Dominik,
You would think so, right? I mean, it is trivial to get the class
reference, and all sorts of info from that...
The only useable static reference from the Method class is "class", and
while that gives you access to much less commonly-needed information
like the class' enclosing method name (if exists), through:
Method.class.getEnclosingMethod();
It still does not allow to simply get the Method you are in... how bizarre.
Guess for now we just have to be careful how often we do this, as you
have learned to be.
Regards,
Jeff Bischoff
Kenneth L Kurz & Associates, Inc.
[EMAIL PROTECTED] wrote:
Really? The examples I have seen all use the stack trace in some way.
How are you accessing the current method?

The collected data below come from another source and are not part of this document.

PR #4004, opened 2018-11-08
Charlesmchen/attachment downloads

charlesmchen-signal:
Replaces `OWSAttachmentsProcessor` with new singleton `OWSAttachmentDownloads`.  

* Handles multiple attachments per message.
* Enforces "max simultaneous attachments download" limit.
* Will (soon, not in this PR) provide a simple API for querying/observing the download status of any incoming attachment.
* IMO simpler, cleaner API.  For example, "initial download" and "retry failed downloads" now use the same code path.

PTAL @michaelkirk

### DIFF
--- a/Signal/src/ViewControllers/ConversationView/Cells/ConversationMediaView.swift
+++ b/Signal/src/ViewControllers/ConversationView/Cells/ConversationMediaView.swift
@@ -234,7 +234,6 @@ public class ConversationMediaView: UIView {
         AssertIsOnMainThread()
 
         guard let loadBlock = loadBlock else {
-            owsFailDebug("Missing loadBlock")
             return
         }
         loadBlock()
@@ -245,7 +244,6 @@ public class ConversationMediaView: UIView {
         AssertIsOnMainThread()
 
         guard let unloadBlock = unloadBlock else {
-            owsFailDebug("Missing unloadBlock")
             return
         }
         unloadBlock()
--- a/Signal/src/ViewControllers/ConversationView/Cells/OWSMessageBubbleView.h
+++ b/Signal/src/ViewControllers/ConversationView/Cells/OWSMessageBubbleView.h
@@ -39,8 +39,7 @@ extern const UIDataDetectorTypes kOWSAllowedDataDetectorTypes;
 
 - (void)didTapTruncatedTextMessage:(id<ConversationViewItem>)conversationItem;
 
-- (void)didTapFailedIncomingAttachment:(id<ConversationViewItem>)viewItem
-                     attachmentPointer:(TSAttachmentPointer *)attachmentPointer;
+- (void)didTapFailedIncomingAttachment:(id<ConversationViewItem>)viewItem;
 
 - (void)didTapConversationItem:(id<ConversationViewItem>)viewItem quotedReply:(OWSQuotedReplyModel *)quotedReply;
 - (void)didTapConversationItem:(id<ConversationViewItem>)viewItem
--- a/Signal/src/ViewControllers/ConversationView/ConversationViewController.m
+++ b/Signal/src/ViewControllers/ConversationView/ConversationViewController.m
@@ -67,7 +67,7 @@
 #import <SignalServiceKit/NSTimer+OWS.h>
 #import <SignalServiceKit/OWSAddToContactsOfferMessage.h>
 #import <SignalServiceKit/OWSAddToProfileWhitelistOfferMessage.h>
-#import <SignalServiceKit/OWSAttachmentsProcessor.h>
+#import <SignalServiceKit/OWSAttachmentDownloads.h>
 #import <SignalServiceKit/OWSBlockingManager.h>
 #import <SignalServiceKit/OWSDisappearingMessagesConfiguration.h>
 #import <SignalServiceKit/OWSIdentityManager.h>
@@ -295,6 +295,11 @@ typedef enum : NSUInteger {
 - (id<OWSTypingIndicators>)typingIndicators
 {
     return SSKEnvironment.shared.typingIndicators;
+}
+
+- (OWSAttachmentDownloads *)attachmentDownloads
+{
+    return SSKEnvironment.shared.attachmentDownloads;
 }
 
 #pragma mark -
@@ -1644,13 +1649,11 @@ typedef enum : NSUInteger {
 #pragma mark Bubble User Actions
 
 - (void)handleFailedDownloadTapForMessage:(TSMessage *)message
-                        attachmentPointer:(TSAttachmentPointer *)attachmentPointer
 {
-    OWSAttachmentsProcessor *processor =
-        [[OWSAttachmentsProcessor alloc] initWithAttachmentPointers:@[ attachmentPointer ]];
+    OWSAssert(message);
 
-    [self.editingDatabaseConnection readWriteWithBlock:^(YapDatabaseReadWriteTransaction *_Nonnull transaction) {
-        [processor fetchAttachmentsForMessage:message
+    [self.uiDatabaseConnection readWithBlock:^(YapDatabaseReadTransaction *transaction) {
+        [self.attachmentDownloads downloadAttachmentsForMessage:message
             transaction:transaction
             success:^(NSArray<TSAttachmentStream *> *attachmentStreams) {
                 OWSLogInfo(@"Successfully redownloaded attachment in thread: %@", message.thread);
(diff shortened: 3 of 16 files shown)


Signal/src/ViewControllers/ConversationView/Cells/ConversationMediaView.swift
```diff
@@ -234,7 +234,6 @@ public class ConversationMediaView: UIView {
         AssertIsOnMainThread()
 
         guard let loadBlock = loadBlock else {
-            owsFailDebug("Missing loadBlock")
```
charlesmchen-signal: Previously, this view assumed that it was only used to render `TSAttachmentStream`.  Now it's also used for `TSAttachmentPointer` (e.g. un-downloaded incoming attachments).

Signal/src/ViewControllers/ConversationView/Cells/OWSMessageBubbleView.h
```diff
@@ -39,8 +39,7 @@ extern const UIDataDetectorTypes kOWSAllowedDataDetectorTypes;
 
 - (void)didTapTruncatedTextMessage:(id<ConversationViewItem>)conversationItem;
 
-- (void)didTapFailedIncomingAttachment:(id<ConversationViewItem>)viewItem
-                     attachmentPointer:(TSAttachmentPointer *)attachmentPointer;
+- (void)didTapFailedIncomingAttachment:(id<ConversationViewItem>)viewItem;
```
charlesmchen-signal: We'll be touching this plumbing again (for tap to retry albums), but not in this PR.

Signal/src/ViewControllers/ConversationView/ConversationViewController.m
```diff
@@ -2202,27 +2205,22 @@ - (void)didTapConversationItem:(id<ConversationViewItem>)viewItem
...
                         [message saveWithTransaction:postSuccessTransaction];
                     }];
             }
             failure:^(NSError *error) {
                 OWSLogWarn(@"Failed to redownload thumbnail with error: %@", error);
                 [self.editingDatabaseConnection
-                    asyncReadWriteWithBlock:^(YapDatabaseReadWriteTransaction *postSuccessTransaction) {
-                        [message touchWithTransaction:transaction];
+                    readWriteWithBlock:^(YapDatabaseReadWriteTransaction *postSuccessTransaction) {
+                        [message touchWithTransaction:postSuccessTransaction];
```
charlesmchen-signal: This was a bug.

Signal/src/ViewControllers/ConversationView/ConversationViewController.m
```diff
@@ -2202,27 +2205,22 @@ - (void)didTapConversationItem:(id<ConversationViewItem>)viewItem
...
-
-    [self.editingDatabaseConnection asyncReadWriteWithBlock:^(YapDatabaseReadWriteTransaction *transaction) {
-        [processor fetchAttachmentsForMessage:nil
-            transaction:transaction
+    [self.editingDatabaseConnection asyncReadWithBlock:^(YapDatabaseReadTransaction *transaction) {
+        [self.attachmentDownloads downloadAttachmentPointer:attachmentPointer
             success:^(NSArray<TSAttachmentStream *> *attachmentStreams) {
                 OWSAssertDebug(attachmentStreams.count == 1);
                 TSAttachmentStream *attachmentStream = attachmentStreams.firstObject;
                 [self.editingDatabaseConnection
```
charlesmchen-signal: `OWSAttachmentDownloads` ensures that success/failure callbacks are always dispatched to a worker queue, so these callbacks don't need to do "async" any more.

SignalServiceKit/src/Devices/OWSRecordTranscriptJob.m
```diff
@@ -78,18 +95,17 @@ - (void)runWithAttachmentHandler:(void (^)(NSArray<TSAttachmentStream *> *attach
         return;
     }
 
-    OWSAttachmentsProcessor *attachmentsProcessor =
-        [[OWSAttachmentsProcessor alloc] initWithAttachmentProtos:transcript.attachmentPointerProtos
-                                                   networkManager:self.networkManager
-                                                      transaction:transaction];
-
+    NSArray<TSAttachmentPointer *> *attachmentPointers =
+        [self.attachmentDownloads saveAttachmentPointersForAttachmentProtos:transcript.attachmentPointerProtos
```
charlesmchen-signal: I've pulled out `saveAttachmentPointersForAttachmentProtos:transcript` into a separate method so that we can be explicit about doing this work separately from the downloads.

SignalServiceKit/src/Messages/Attachments/OWSAttachmentDownloads.m
```diff
@@ -35,42 +36,104 @@
...
+@end
+
+#pragma mark -
+
+@interface OWSAttachmentDownloads ()
+
+// This property should only be accessed while synchronized on this class.
+@property (nonatomic, readonly) NSMutableSet<NSString *> *downloadingAttachmentIdSet;
+// This property should only be accessed while synchronized on this class.
+@property (nonatomic, readonly) NSMutableArray<OWSAttachmentDownloadJob *> *attachmentDownloadJobQueue;
```
charlesmchen-signal: I decided to use an explicit (non-durable) queue so that we could ensure that we never have two downloads for the same attachment at a time.  Maybe this was overkill?

SignalServiceKit/src/Messages/Attachments/OWSAttachmentDownloads.m
```diff
@@ -80,99 +143,233 @@ - (instancetype)initWithAttachmentProtos:(NSArray<SSKProtoAttachmentPointer *> *
...
+    [self startDownloadIfPossible];
+}
+
+- (void)startDownloadIfPossible
+{
+    dispatch_async(dispatch_get_global_queue(DISPATCH_QUEUE_PRIORITY_DEFAULT, 0), ^{
+        OWSAttachmentDownloadJob *_Nullable job;
+
+        @synchronized(self) {
+            const NSUInteger kMaxSimultaneousDownloads = 4;
```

Hehe... to be honest, I've not yet tried it on Java, but I've used a similar
approach about a year ago on a .NET application and I've used something like
Method.getCurrentMethod(). This was pretty fast. I don't know how this
method internally works, but it was definitely not as slow as the way I've
done it in my current Java project via Stack traces.
I've thought that there is a similar method in Java too... but it seems that
this assumption was wrong.
Dominik
-----Ursprüngliche Nachricht-----
Von: Jeff Bischoff [mailto:[EMAIL PROTECTED]
Gesendet: Dienstag, 7. November 2006 20:12
An: MyFaces Discussion
Betreff: Re: AW: AW: AW: AW: [O/T] JSF Best Practices for
Authentication/Authorization
Dominik,
Reponses inline:
[EMAIL PROTECTED] wrote:
Hmm, I wonder what kind of overhead that incurs. Of course, if you are
only checking it once per HTTP request, I don't suppose it would matter.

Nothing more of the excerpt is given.